Not only does Info Cubic follow the reporting restrictions of the Fair Credit Reporting Act (FCRA) and the State analogues (the states’ versions of the FCRA), we also apply our own internal reporting restrictions based on best practice guidelines established by Industry experts, and recent litigation trends, as well as published guidance from the Federal Trade Commission (FTC), Consumer Financial Protection Bureau (CFPB) and the Equal Employment Opportunity Commission (EEOC).
While the FCRA can be complex, the section on reporting restrictions is actually quite simple. Section 605 of the FCRA states that criminal convictions may be reported indefinitely, and adverse information (such as civil suits, civil judgements, and arrest-only records) that did not result in a conviction may be reported for a period of seven years. State analogues may have their own reporting restrictions, and may limit the number of years convictions can be reported, as well as for how long pending cases and non-convictions (such as arrest-only records) can be reported (See our State Background Check Laws page for detail on state reporting restrictions).

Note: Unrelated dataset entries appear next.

PR #178, opened 2022-05-07
fix: json tag err

yyzxw:
fix: json tag err


Iceber:
@yyzxw Thank you so much for fixing it!

DCO Check is failed.
> 
> 
> Here is how to fix the problem so that this code can be merged.

Iceber (approved):
LGTM, This field is not currently in use and does not raise compatibility problems

PR #179, opened 2022-05-07
fix the CRD file is missing from the deploy directory

liangyongzhenya:
fix the CRD file is missing from the deploy directory


calvin0327:
@liangyongzhenya we may want to soft link CRD files to this directory

Iceber:
LGTM，Thank you very much for contributing

Issue #168, opened 2022-04-30
Support wildcard (like "*") for resources to sync


27149chen:
### What would you like to be added?

Support wildcard (like "*") for resources to sync, in the following format:
```yaml
# all resources in all groups
syncResources:
- group: "*"
  resources:
  - "*"
  ```

```yaml
# all resources in group apps
syncResources:
- group: "apps"
  resources:
  - "*"
  ```

### Why is this needed?

we need to list all resources in a cluster dynamically (the resource types might be changing)

Iceber:
Wildcard is useful.
For synchronizing all resources in all groups, the feature gate `AllowSyncALLResources`  is added to enable wildcard for groups.

The wildcard for resources in a group are supported by default

Iceber:
In addition, resources that do not support the watch method are still not synchronized

PR #180, opened 2022-05-09
Dynamic discovery of changes in resource types

Iceber:
https://github.com/clusterpedia-io/clusterpedia/issues/168 needs to support wildcards and be able to collect all resources.
```yaml
spec:
  syncResources:
  - group: "*"
```
or
```yaml
spec:
  sycnResources:
  - group: "apps"
    resources: "*"
```
This feature requires clusterpedia to be able to dynamically discover changes in resource types in the cluster.

## When does a resource type change occur?
There are four cases:
1. kube-apiserver disables or enables a group/version or groups https://kubernetes.io/docs/tasks/administer-cluster/enable-disable-api/
2. kube upgrades result in changes to built-in resources, such as the addition or deprecation of a resource.
3. creation/deletion/update of a crd resource, resulting in a change of resource type
4.  creation/deletion of aggregated resources(APIServices), where the specific resources under the aggregated 

GroupVersion are controlled and provided by a specific third party component and are theoretically subject to dynamic change at will

For the third case, changes to the crd are actually easier to detect and we only need to listen for changes to the crd, so clusterpedia provides support for synchronising all custom resources first https://github.com/clusterpedia-io/clusterpedia/pull/112

The other three cases are actually a little more complex.

In the first case, we can watch changes to `APIService` to detect when group/version is disabled or enabled.

In the second case, kube's built-in resources will only change if there is a version change, so we need to monitor for version changes.

In the fourth case, the handling is less graceful than in the other cases. 
Firstly, the aggregated resource‘s Group/Version can also watch the `APIService` to get a coarse sense of changes to the aggregated resource at the GroupVersion level
For resource changes within versions, we need to poll regularly to monitor them.

## Some limitations of the restmapper

Firstly, the official RESTMapper(client-go) is a rather static implementation, we can usually use the [dynamic rest mapper](https://github.com/kubernetes-sigs/controller-runtime/blob/master/pkg/client/apiutil/dynamicrestmapper.go) provided by controller-runtime in order to get access to new resources in the cluster.

However, the dynamic rest mapper has some minor limitations. When a crd resource is deleted, the [dynamic rest mapper](https://github.com/kubernetes-sigs/controller-runtime/blob/master/pkg/client/apiutil/dynamicrestmapper.go) will not be aware of the deleted resource, but will still be able to get it through the rest mapper.

In addition, every time we look up a non-existent resource from the dynamic rest mapper, it will trigger a rebuild of the restmapper, requesting a lot of Discovery API, which is still a significant overhead despite the rebuild limit.

## How do we do it?
As clusterpedia is a multi-cluster tool, the additional losses in each cluster are multiplied by the number of clusters managed, so we need to try to avoid losses that can be avoided when implementing any of the features.

So how do we implement the monitoring of changes in cluster resource types?

Firstly, we didn't use a tool like dynamic restmapper, which could easily generate a lot of Discovery requests.

We should watch the `APIService` and `CRD`, so that we can detect changes in the kube apiserver's disabled resources and CR resource types.

In addition, by watching to these two resources, we can also distinguish which resource the group is: a *kube built-in resource*, a *custom resource*, or an *aggregated resource*.

By distinguishing between these three types of resources, when getting a resource type that is not recorded locally, we have four cases:
1. if the group is a *kube built-in resource*, and if the cluster version has not changed, then this resource type does not exist
2. if the group is a *custom resource*, which is not available locally because we are listening for changes to the CRD, then it does not exist
3. if the group is an *aggregated resource*, then we just need to refetch the resource information for the aggregated resource
4. if the group does not belong to any of the types, then it means that the resource does not exist

The only API requests in these four cases are to check if the cluster version has changed or to query for changes to resources under the aggregated resource’s group/version. This saves a lot of requests compared to the dynamic rest mapper rebuild

Even though we listen to APIService, we are still only aware of group and version changes, but we are still not able to actively detect kube version upgrades and intra-version resource changes due to aggregated resources

In fact the polling of cluster versions is done in order to handle seamless upgrades of cluster services without interruption, clusterpedia actually does a version check during the health check of the cluster from notready -> ready.
These two types of polling generally result in no more than 10 requests and can be relatively long in duration, which is very economical compared to the polling rebuild of the rest mapper


Iceber:
@ycsk02 @27149chen PTAL, Thanks

pkg/synchromanager/clustersynchro/discovery/discovery_cache.go
```diff
@@ -0,0 +1,446 @@
...
+	var hasList, hasWatch bool
+	for _, verb := range apiResource.Verbs {
+		switch verb {
+		case "list":
+			hasList = true
+		case "watch":
+			hasWatch = true
+		}
+	}
+	return hasList && hasWatch
```
27149chen, line 407: vs := sets.NewString(apiResource.Verbs)
return vs.HasAll("list", "watch")

pkg/synchromanager/clustersynchro/discovery/discovery_cache.go
```diff
@@ -0,0 +1,446 @@
...
+		syncResources = append(syncResources, resource)
+	}
+	return syncResources
+}
+
+func (c *DynamicDiscoveryManager) AttachAllCustomResourcesToSyncResources(resources []clusterv1alpha2.ClusterGroupResources) []clusterv1alpha2.ClusterGroupResources {
+	c.lock.RLock()
+	defer c.lock.RUnlock()
+
+	sortedCustomResources := make([]schema.GroupResource, len(c.customResourceGroups))
```
27149chen, line 361: make([]schema.GroupResource, 0, len(c.customResourceGroups)) ?

pkg/synchromanager/clustersynchro/discovery/discovery_cache.go
```diff
@@ -0,0 +1,446 @@
...
+type GroupVersionCache interface {
+	SetGroupVersions(groupVersions map[string][]string, aggregatorGroups sets.String)
+}
+
+type CustomResourceCache interface {
+	UpdateCustomResource(resource schema.GroupResource, apiResource metav1.APIResource, versions []string)
+	RemoveCustomResource(resource schema.GroupResource)
+}
+
+func (c *DynamicDiscoveryManager) SetResourceMutationHandler(handler func()) {
```
27149chen, line 28: 1. 这个类型是否所有的导出方法都需要加锁，如果是，如何保证以后开发维护过程中不忘记加锁？
2. 通过是否以 locked 结尾来区分这个方法是否可以被用在加锁方法中，这样的机制不够清晰，容易误用

pkg/synchromanager/clustersynchro/apiservice_controller.go
```diff
@@ -0,0 +1,151 @@
...
+				if apiService.Spec.Service == nil {
+					// The versions of the group contain Local and Aggregator, ignoring such group
+					continue resolver
+				}
+
+				if !apiregistrationv1helper.IsAPIServiceConditionTrue(apiService, apiregistrationv1api.Available) {
+					// ignore unavailable aggregator version
+					continue
+				}
+			} else if apiService.Spec.Service != nil {
```
27149chen, line 132: 122，123，132 行都在判断 apiService.Spec.Service 是否是 nil，不是很理解意图是什么

pkg/synchromanager/clustersynchro/discovery/discovery_cache.go
Iceber: updated, This is more concise and clear

pkg/synchromanager/clustersynchro/discovery/discovery_cache.go
Iceber: fixed，thanks

pkg/synchromanager/clustersynchro/apiservice_controller.go
Iceber: 修改了一下逻辑，目的是为了保证相同 group 下的 apiservices 的类型一样，一个 group 不能同时包含 local 和 aggregator 两种类型
https://github.com/clusterpedia-io/clusterpedia/pull/180/files#diff-71110e8eb063ac8a48e782bc2050f440c43c4a2dfdc56e7ae1f6c13f65e71032R118

pkg/synchromanager/clustersynchro/discovery/discovery_cache.go
Iceber: 当前的规则是
* 对于导出方法是否加锁根据具体的函数功能来决定
* 对于非导出的方法，如果函数名包含了 locked 那么必须在调用上下文中加锁，以函数名称来人为约束

这种方式是借鉴了一下 client-go 的 DeltaFIFO，我也暂时没有想到其他更好的约束方式，有什么更好的建议吗

pkg/synchromanager/clustersynchro/apiservice_controller.go
27149chen: 这样看着清楚一些

pkg/synchromanager/clustersynchro/apiservice_controller.go
```diff
@@ -0,0 +1,150 @@
...
+
+		var versions []string
+		var isLocal, isAggregator bool
+		for _, apiService := range apiServicesByGroup {
+			if apiService.Spec.Service != nil {
+				isAggregator = true
+				if !apiregistrationv1helper.IsAPIServiceConditionTrue(apiService, apiregistrationv1api.Available) {
+					// ignore unavailable aggregator version
+					continue
+				}
```
ycsk02, line 126: The condition state has not yet been updated when a new aggregation API is created, and this check ignores the new APIService.

Iceber: Yes, it will ignore the abnormal aggregated APIService because we cannot fetch the resources of the abnormal aggregated api

ycsk02: When will the addition of the aggregate APIService Group to our discoveryCache be triggered.

Iceber: When the status of the `Available` condition changes to True, it usually means that the service can be accessed normally and will be added to the discoveryCache

pkg/synchromanager/clustersynchro/discovery/discovery_cache.go
```diff
@@ -0,0 +1,443 @@
...
+	c.lock.RLock()
+	defer c.lock.RUnlock()
+
+	sortedCustomResources := make([]schema.GroupResource, 0, len(c.customResourceGroups))
+	for gr := range c.resourceVersions {
+		if !c.customResourceGroups.Has(gr.Group) {
+			sortedCustomResources = append(sortedCustomResources, gr)
+		}
+	}
+	sortGroupResources(sortedCustomResources)
```
ycsk02, line 372: `!c.customResourceGroups.Has`  If it is included, it is a custom resource

Iceber: you are right

ycsk02:
Should we exclude Pediacluster from custom resources?  `HandleResourceEvent` always reports context Canceled Timeout error when Pediacluster resource synchronization is canceled by `synchro.cancel()` in `ResourceSynchro.Close` .

Iceber:
> Should we exclude Pediacluster from custom resources? HandleResourceEvent always reports context Canceled Timeout error when Pediacluster resource synchronization is canceled by synchro.cancel() in ResourceSynchro.Close 

After troubleshooting, I found that the error was wrapped in a layer in storage that caused the `errors.Is` to always return false, so even if it was due to context closure it would still cause the log to print.

https://github.com/clusterpedia-io/clusterpedia/blob/85f7337d510656df0b57a0b751a12bf4a564f74e/pkg/synchromanager/clustersynchro/resource_synchro.go#L344-L352

should return `err` directly
https://github.com/clusterpedia-io/clusterpedia/blob/85f7337d510656df0b57a0b751a12bf4a564f74e/pkg/storage/internalstorage/errors.go#L42-L43

ycsk02:
LGTM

While non-convictions, such as dismissals and findings of Not Guilty, etc. can be reported for a period of 7 years in most states, Info Cubic chooses not to report this information. Arrest records on the other hand may appear on a consumer report if they are associated with a pending court case, are within seven years, and there are no state reporting restrictions that prohibit the reporting of pending information. Arrests with a final disposition of not guilty, dismissed, or similar will not appear on your Info Cubic report.
Additionally, Info Cubic chooses to limit the reporting of conviction information as well. Felony conviction records are limited to a period of 15 years, and Misdemeanor conviction records are limited to a period of 10 years.
Info Cubic reviews our reporting restrictions regularly to ensure that all State and Federal restrictions are applied and that best practice guidance is followed.